[EXTRACTED RECORDS — start]

PR #75, opened 2014-07-01
Parse arguments using docopt

Nurdok:


sigmavirus24:
I wonder if using docopt will limit (and potentially break) the flake8-docstrings extension. We don't currently muck with the options provided by pep257 but we will not that the tool provides a `--count` flag.

keleshev:
Believe it or not, I'm not a big fan of this change either. I liked having no dependencies.

Nurdok:
@sigmavirus24, I didn't quite understand what you're saying. In what way will flake8-docstrings will be limited by this change?
@keleshev, I know, I'm hesitant about adding dependencies as well and that's why I haven't merged this PR yet. Although I'm not sure if having no dependencies is such a big advantage anyway - I certainly wouldn't mind this when using pep257 in my projects.

Issue #86, opened 2014-12-31
Add a `--count` flag that prints the number of violations found


Nurdok:
This is useful to get a metric for code conformance.
It will also help marking progress when fixing a large code base with many violations.

PR #89, opened 2015-01-03
Added `--count` flag.

Nurdok:
As per #86.

### DIFF
--- a/pep257.py
+++ b/pep257.py
@@ -412,7 +412,7 @@ def get_option_parser():
     parser = OptionParser(version=__version__,
                           usage='Usage: pep257 [options] [<file|dir>...]')
     parser.config_options = ('explain', 'source', 'ignore', 'match',
-                             'match-dir', 'debug', 'verbose')
+                             'match-dir', 'debug', 'verbose', 'count')
     option = parser.add_option
     option('-e', '--explain', action='store_true',
            help='show explanation of each error')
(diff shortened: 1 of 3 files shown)


pep257.py
```diff
@@ -564,10 +566,15 @@ def main():
...
+    errors = check(collected, ignore=options.ignore.split(','))
     code = 0
-    for error in check(collected, ignore=options.ignore.split(',')):
+    count = 0
+    for error in errors:
         sys.stderr.write('%s\n' % error)
         code = 1
+        count += 1
+    if options.count:
+        print(count)
```
sigmavirus24: Why not just `print(len(errors))` at the end instead of keeping a count variable?

Nurdok: Because `errors` is a generator object. I also think this is a bit ugly. I'd love to hear suggestions.

sigmavirus24: Ah, I forgot `errors` was a generator. This is fine then.

Nurdok: In any case, I really appreciate the effort of going through pull requests. Thanks @sigmavirus24!

sigmavirus24: Always happy to help. As maintainer of flake8-docstrings I think I'll have to account for this new flag in the next release because `--count` is a flag already offered by pep8. (It's what piqued my interest particularly. :))

keleshev: How about:

```python
    errors = check(collected, ignore=options.ignore.split(','))
    count = 0
    for count, error in enumerate(errors, 1):
        sys.stderr.write('%s\n' % error)
    if options.count:
        print(count)
    return bool(count != 0)
```

sigmavirus24: It's simpler, but I'm not sure it's that important of an optimization.

PR #103, opened 2015-02-08
Use function definitions instead of lambdas

### LINKED ISSUE #102: Fix pep8 violations according to new 1.6.0 version
There was a new release of pep8 yesterday (Feb 6th, 2015) that added some new checks that pep257 violates (most notably lambda expression assignment). We need to fix these violations for our build to pass.

sigmavirus24:
Fixes #102

### DIFF
--- a/pep257.py
+++ b/pep257.py
@@ -87,10 +87,8 @@ class Value(object):
         return other and vars(self) == vars(other)
 
     def __repr__(self):
-        kwargs = ', '.join(
-            map(lambda arg: '{}={!r}'.format(arg, getattr(self, arg)),
-                self._fields)
-            )
+        kwargs = ', '.join('{}={!r}'.format(field, getattr(self, field))
+                           for field in self._fields)
         return '{}({})'.format(self.__class__.__name__, kwargs)
 
 
--- a/pep257.py
+++ b/pep257.py
@@ -54,22 +54,43 @@ __all__ = ('check', 'collect')
 
 PROJECT_CONFIG = ('setup.cfg', 'tox.ini', '.pep257')
 
-humanize = lambda string: re(r'(.)([A-Z]+)').sub(r'\1 \2', string).lower()
-is_magic = lambda name: name.startswith('__') and name.endswith('__')
-is_ascii = lambda string: all(ord(char) < 128 for char in string)
-is_blank = lambda string: not string.strip()
-leading_space = lambda string: re('\s*').match(string).group()
+
+def humanize(string):
+    return re(r'(.)([A-Z]+)').sub(r'\1 \2', string).lower()
+
+
+def is_magic(name):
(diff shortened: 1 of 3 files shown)


sigmavirus24:
So it looks as if whatever plugin you're using to run pep8 is doing the equivalent of

```
$ pep8 --ignore=E701
```

But `E704` is off by default. Should we add `E704` to the ignore list as well?

pep257.py
```diff
@@ -54,22 +54,43 @@ def next(obj, default=nothing):
...
+    def __eq__(self, other):
+        return other and vars(self) == vars(other)
 
     def __repr__(self):
-        format_arg = lambda arg: '{}={!r}'.format(arg, getattr(self, arg))
-        kwargs = ', '.join(format_arg(arg) for arg in self._fields)
+        kwargs = ', '.join(
+            map(lambda arg: '{}={!r}'.format(arg, getattr(self, arg)),
+                self._fields)
+            )
```
Nurdok: I think this change just makes the code both longer and less readable.

Nurdok:
I left one comment. Otherwise, this is great. Thank you so much for your time and effort!

pep257.py
jirikuncar: What about something like:
```python
kwargs = ','.join('{}={!r}'.format(arg, getattr(self, arg)) for arg in self._fields)
```

pep257.py
```diff
@@ -100,7 +123,9 @@ class Module(Definition):
     _nest = staticmethod(lambda s: {'def': Function, 'class': Class}[s])
     module = property(lambda self: self)
     all = property(lambda self: self._all)
```
keleshev: Ha-ha, lambda assignments are not allowed, but property and staticmethod assignments are fine, amirite? :smile:

pep257.py
```diff
@@ -100,7 +123,9 @@ class Module(Definition):
...
-    __str__ = lambda self: 'at module level'
+
+    def __str__(self):
+        return 'at module level'
```
keleshev: Thanks, PEP 8, this is now much more readable! :smile_cat:

sigmavirus24: It's been in the document for years now, it just wasn't checked by the tool.

pep257.py
sigmavirus24: I'm happy to change those, but the goal was to fix the test failures, not make everything more conventional.

pep257.py
sigmavirus24: @jirikuncar I'm pretty sure that'll trigger a line to long error which I think @Nurdok will still object to when formatted properly. Regardless, let me see how that looks after accounting for the default maximum line length.

sigmavirus24: Handled in dc77669

Nurdok:
Thanks @sigmavirus24 !

Issue #96, opened 2015-01-20
Allowing convenient selection of checked error codes


Nurdok:
# 0 Introduction

In this issue, I'm going to list a number of related features that I feel deserve a clear solution that can't be achieved by solving each one independently. I also suggest a possible solution. **I highly encourage anyone to criticize the features and the solution*. Of course everyone is also encouraged to suggest alternative solutions, use cases or related features. In short - show me where I'm wrong.

# 1 Features

1. Allow the user to pick a "set" of error codes to comply with a certain
   standard. For example, choosing between Google style, numpy style and PEP257
   (which should be the default behavior).
2. Allow the user to manually set which error codes are ignored when pep257 is
   run (blacklist)
3. Allow the user to manually set which error codes are considered when pep257
   is run (whitelist)
4. Allow the user to set a docsring convention (as in (1)) *and* set which
   error codes are ignored or selected *with respect to the chosen convention*.
5. Allow the user to specify an ignored error code list or convention in a
   configuration file and also *override it completely* with CLI flags.
6. Allow the user to specify an ignored error code list or conevention in a
   configuration file and also *add to it* with CLI flags.

# 2 Status Quo

Right now, the only implemented feature is (2):

    pep257 --ignore=D203,D400,D102

# 3 Proposed Solution

## 3.1 Flags

    --select=D100,D202
    --ignore=D100,D202
    --add-ignore=D100,D202
    --add-select=D100,D202
    --convention=numpy

## 3.2 Logic

1. `--select`, `--ignore` and `--convention` are mutually exclusive. It's
   illegal to specify more than one of them. However, it is possible to specify
   one such flag in the config file and another one (or even the same one) as
   a command line flag, in which case the flag specified in the config file
   will be *completely ignored*.
2. Not specifying either one of the above flags will be treated as if
   `--convention=pep257` was specified.
3. The value of the above flags (or the value of the default convention)
   determines a list of error codes that should be checked.
4. `--add-ignore` and `--add-select` can only be specified as command line
   flags. Instead of fully determining the list of errors that should be
   checked, they *alter* the list defined by the previously mentioned flags.
5. `--add-ignore` and `--add-select` are not mutually exclusive. However, 
    specifying the same error code in both is considered illegal.
6. Some error codes are mutually exclusive. After determining the final list
   of error codes that should be checked, it is considered illegal if two or
   more mutually exclusive flags in it.

# 4 Use Cases

For the sake of the following use cases, assume that there exists two mutually
[...]

PR #110, opened 2015-02-20
DRY in error definitions

Nurdok:
This PR does several things:

* Instead of each check returning an arbitrary error, all errors are defined beforehand.
* All defined errors are also put in a registry that hold them in groups (D1xx, D2xx, etc.)
* Instead of explicitly putting the error description in both the docs and the code, the error code table is generated from the error registry in the script.

The reasons are:

1. DRY (Don't Repeat Yourself). Having more than one location where errors are defined is... error prone :) And already I found that the error table from the docs had somewhat different error descriptions than the ones reported by the script.
2. Having a list of all the possible error code, instead of defining them only when an error is found by a check, will help to implement #96, by allowing to easily compile a list of selected errors whether the user specified them by a whitelist or a blacklist.


sigmavirus24:
So you actually do repeat yourself still a bit with stuff like:

```py
D1xx.create_error(...)
# 4 more times
```

Granted there will be groups (or classes) that only have one error, so `create_error` is a great method. What about, also having, `create_errors` that takes a dictionary. So the usage would look like:

```py
D1xx.create_errors({
    'D100': ('Missing docstring in public module', ),
    'D101': ('...', ),
    # ...
})
D2xx.create_errors({ ... })
```

And `create_errors` would look like:

```py
def create_errors(self, error_dictionary):
    errors = []
    for error_code in error_dictionary:
        errors.append(self.create_error(error_code, *error_dictionary[error_code]))
    return errors
```

This has the unfortunate side-effect of making it harder to change `create_error`'s signature (but you were already using positional calling for an optional parameter, so it won't make it that bad).

Nurdok:
@sigmavirus24 It did bother me a little, but the problem is that I need to assign the return value to a name, e.g.,

    D100 = D1xx.create_error('D100', 'Missing docstring in public module')

So that `D100` will be available as a return value for its corresponding check. Defining several errors in one call will not allow this, or make this cumbersome (if the call will return a tuple of errors).

sigmavirus24:
You already keep track of the errors (and keep them in an order of creation). You could use that to your advantage. You could do:

```py
D1xx.create_errors([
    ('00', ('Missing docstring in public module',)),
    ('01', ('...', )),
    # ...
])
D100, D101, D102, D103, D104 = D1xx.errors
```

Using the list of tuples will ensure the ordering is correct. Further, since `D1xx` is already created with a prefix, you can simplify how you create the errors by modifying `create_error` to do:

```py
def create_error(self, error_code, error_desc, error_context=None):
    class _Error(Error):
        code = self.prefix + error_code.lstrip(self.prefix)
        short_desc = error_desc
        context = error_context
    self.errors.append(_Error)
    return _Error
```

Using `lstrip` will allow you to not have to refactor the calls much as they are right now.

I'm not sure how I see this as being more cumbersome than the current code (in my opinion).

Nurdok:
I've given this a lot of thought and I am ambivalent about this. I see your point of the calls repeating themselves, but I find that when dealing with these sort of "declarative" code blocks, I prefer to be explicit and simple rather than efficient and complex. However minor the the differences are in this case. So I decided to go ahead with the original version - but I whole heatedly appreciate your involvement in this PR, and many others in this project. Thanks!

PR #112, opened 2015-03-12
Check that match option is applied, even on files that have been passed in

jpulec:


farmersez:
This is solved in #133.

PR #115, opened 2015-04-13
Add --format.

alexjurkiewicz:
Quite simple, but gives pep257 some of the flexibility of other linters (eg pylint & pep8).

I couldn't figure out how to build the docs, so I couldn't check if my docs contribution works as expected. You might need to fix it -- sorry!

PR #122, opened 2015-07-02
Feature/more options

jmullan:
Allow configuration of error templates, allow suppression of __all__ mutability error message, improve error message for wrong token kind in __all__, allow NAME tokens in __all__

In attempting to run this against a codebase, I found that I could not turn off all errors and output, and the output could not be easily parsed. I like to start with everything off, then fix one class of errors at a time.

Since 'check' was used as a global variable and inside some function scopes, I took the liberty of renaming it. I'm totally open to rewriting any of this pull request to meet your style needs. Thank you for your consideration!

### DIFF
--- a/pep257.py
+++ b/pep257.py
@@ -377,6 +377,8 @@ class Parser(object):
             elif (self.current.kind == tk.STRING or
                   self.current.value == ','):
                 all_content += self.current.value
+            elif self.current.kind == tk.NAME:
+                all_content += "'%s'" % self.current.value
             else:
                 kind = token.tok_name[self.current.kind]
                 raise AllError(
--- a/pep257.py
+++ b/pep257.py
@@ -571,6 +571,7 @@ class AllError(Exception):
             'short_desc': self._message
         }
 
+
 class ErrorRegistry(object):
     groups = []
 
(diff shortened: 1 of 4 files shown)


Nurdok:
It might take me some to get to review this, don't be discouraged by the wait :)

jmullan:
No worries!

Nurdok:
Is it possible for you to split this PR into multiple ones, each doing exactly one thing? It's very hard to read as it is. Also, regarding the error templating, there is also some work done in #115. Perhaps a better approach is to continue that work.
As a general comment, each change in behavior / API should be reflected in the docs.

Thanks!

jmullan:
Af

pep257.py
```diff
@@ -377,8 +377,15 @@ def parse_all(self):
             elif (self.current.kind == tk.STRING or
                   self.current.value == ','):
                 all_content += self.current.value
+            elif self.current.kind == tk.NAME:
+                all_content += "'%s'" % self.current.value
```
jayvdb: I believe this has been proposed before, and rejected.  I cant seem the find the issue now in any of the relevant projects.
While using symbols in __all__ may sometimes not cause a syntax error, it also doesnt work correctly.  They need to be a string.

jmullan: It was in https://github.com/GreenSteam/pep257/pull/126 , where I broke out this change in particular.

PR #126, opened 2015-08-02
Allow NAME tokens to be put in __all__

jmullan:
This allows `__all__` to include a class directly instead of just being the string name of the class.

### DIFF
--- a/pep257.py
+++ b/pep257.py
@@ -377,6 +377,8 @@ class Parser(object):
             elif (self.current.kind == tk.STRING or
                   self.current.value == ','):
                 all_content += self.current.value
+            elif self.current.kind == tk.NAME:
+                all_content += "'%s'" % self.current.value
             else:
                 raise AllError('Could not evaluate contents of __all__. ')
             self.stream.move()


sigmavirus24:
I don't think you're supposed to put them into `__all__`. The standard library documentation demonstrates `__all__` with [strings only](https://docs.python.org/3/tutorial/modules.html#importing-from-a-package). It seems to have been intended that way since the feature was [introduced in Python 2.1](https://docs.python.org/3/whatsnew/2.1.html).

jmullan:
I don't think you're supposed to, either, but it is legal, works, and unexpectedly blows up pep257. It seems like more of a pep8 or pylint thing to enforce.

sigmavirus24:
> but it is legal, works,

I don't think that's a good enough reason to change this behaviour.

jmullan:
I do! This is not actually a parsing error, and execution can proceed completely normally. It could be warned about, like the mutable-all, if there was some consensus that that was valuable.

keleshev:
```python
$ cat tmp.py 

def f():
    pass

__all__ = [f]
$ python
Python 2.7.8 (default, Oct 19 2014, 16:02:00) 
[GCC 4.2.1 Compatible Apple LLVM 6.0 (clang-600.0.54)] on darwin
Type "help", "copyright", "credits" or "license" for more information.
>>> from tmp import *
  File "<stdin>", line 1, in <module>
TypeError: attribute name must be string, not 'function'
```

jmullan:
I stand completely corrected: the offending code parses and executes just fine, and you can import individual items from a module with the erroneous definition, but you can't do `from x import *`, which is the whole point of `__all__`. (I still maintain that this is the job of pylint to handle, with E0604, but I'll close this pull request)

PR #448, opened 2020-01-10
Fix bug with google style arg regex

### LINKED ISSUE #443: D417 - inconsistent results with Google-style (possible bug)
D417 does not report for all parameters in a function docstring. Take this example file, below.

```python

"""Something here."""

def foo(skips, verbose):
    """Do stuff.

    Args:
        skips (:attr:`.Skip`):
            Lorem ipsum dolor sit amet, consectetur adipiscing elit.
            Etiam at tellus a tellus faucibus maximus. Curabitur tellus
            mauris, semper id vehicula ac, feugiat ut tortor.
        verbose (bool):
            If True, print out as much infromation as possible.
            If False, print out concise "one-liner" information.

    """
    pass


def bar(skips, verbose):
    """Do stuff.

    Args:
        skips (:attr:`.Skip`):
            Lorem ipsum dolor sit amet, consectetur adipiscing elit.
            Etiam at tellus a tellus faucibus maximus. Curabitur tellus
            mauris, semper id vehicula ac, feugiat ut tortor.
        verbose (bool): If True, print out as much infromation as possible.
            If False, print out concise "one-liner" information.

    """
    pass

```

## Results

When I ran pydocstyle, it only complains with

```
foo.py:7 in public function `foo`:                                                                                                                                                                                                                                                            
        D417: Missing argument descriptions in the docstring (argument(s) verbose are missing descriptions in 'foo' docstring)      
```

This strikes me as inconsistent. The `verbose` parameter in `bar` is considered valid because its description starts on the same line as the parameter. `skips` doesn't start on the same line of the parameter in both `foo` and `bar` but pydocstyle doesn't ever complain about `skips`. It only seems to care about `verbose`.

Shouldn't pydocstyle be complaining that `skips` doesn't start on the same line, too?
Personally I'd prefer pydocstyle to accept that docstrings can start on the line below a parameter instead of forcing the user to write on the same like 

e.g.

This is considered valid.

```
    Args:
        verbose (bool): If True, print out as much infromation as possible.
            If False, print out concise "one-liner" information.
```

This should also be considered valid.

```
    Args:
        verbose (bool): 
            If True, print out as much infromation as possible.
            If False, print out concise "one-liner" information.
```

To me, the latter feels more "right". But to be fair though, I didn't see anything in the google style guide indicating it's okay for descriptions could start one line down. So maybe you don't agree with that suggestion. 

At the very least though, I'd like pydocstyle to enforce D417 consistently. `skips` should also be failing, which it isn't currently.

### Environment Details
Python: 3.7.3
command: `pydocstyle --ignore=D213,D202,D203,D406,D407 foo.py`
pydocstyle version: 5.0.1

samj1912:
Currently, due to the way the regex was specified, the regex
matcher was getting thrown off by types that used colons.

This change makes the regex robust to such type and fixes #443

Thanks for submitting a PR!

### DIFF
--- a/docs/release_notes.rst
+++ b/docs/release_notes.rst
@@ -15,6 +15,8 @@ Bug Fixes
 
 * Update convention support documentation (#386, #393)
 * Detect inner asynchronous functions for D202 (#467)
+* Fix a bug in parsing Google-style argument description.
+  The bug caused some argument names to go unreported in D417 (#448).
 
 5.0.2 - January 8th, 2020
 ---------------------------
--- a/src/pydocstyle/checker.py
+++ b/src/pydocstyle/checker.py
@@ -96,9 +96,9 @@ class ConventionChecker:
         r"(\w+)"        # Followed by 1 or more unicode chars, numbers or underscores
                         # The above is captured as the first group as this is the paramater name.
         r"\s*"          # Followed by 0 or more whitespace characters
-        r"\(?(.*?)\)?"  # Matches patterns contained within round brackets.
-                        # The `(.*?)` is the second capturing group which matches any sequence of
-                        # characters in a non-greedy way (denoted by the `*?`)
+        r"(\(.*?\))?"   # Matches patterns contained within round brackets.
+                        # The `.*?`matches any sequence of characters in a non-greedy
+                        # way (denoted by the `*?`)
         r"\s*"          # Followed by 0 or more whitespace chars
         r":"            # Followed by a colon
         ".+"            # Followed by 1 or more characters - which is the docstring for the parameter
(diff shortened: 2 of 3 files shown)


samj1912:
@Nurdok bump

samj1912:
@Nurdok bump

samj1912:
@Nurdok bump

docs/release_notes.rst
```diff
@@ -4,6 +4,13 @@ Release Notes
 **pydocstyle** version numbers follow the
 `Semantic Versioning <http://semver.org/>`_ specification.
 
+Current Development Version
+---------------------------
+
+Bug Fixes
+
+* Fix bug with google style arg regex (#448).
```
Nurdok, line 12: Capitalize Google, and make this more descriptive as to what was the original issue, e.g., "Fix a bug in parsing Google-style argument description. The bug caused some argument names to go unreported in D417 (#448)."

samj1912:
@Nurdok bump?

[EXTRACTED RECORDS — finish]

» **WORK TO COMPLETE**: If a line falls between the first line of the entries and the line containing "in my projects.", or is one of those two, restate it word for word; leave all other lines out.

» **COMPLETED EXERCISE**:
PR #75, opened 2014-07-01
Parse arguments using docopt

Nurdok:


sigmavirus24:
I wonder if using docopt will limit (and potentially break) the flake8-docstrings extension. We don't currently muck with the options provided by pep257 but we will not that the tool provides a `--count` flag.

keleshev:
Believe it or not, I'm not a big fan of this change either. I liked having no dependencies.

Nurdok:
@sigmavirus24, I didn't quite understand what you're saying. In what way will flake8-docstrings will be limited by this change?
@keleshev, I know, I'm hesitant about adding dependencies as well and that's why I haven't merged this PR yet. Although I'm not sure if having no dependencies is such a big advantage anyway - I certainly wouldn't mind this when using pep257 in my projects.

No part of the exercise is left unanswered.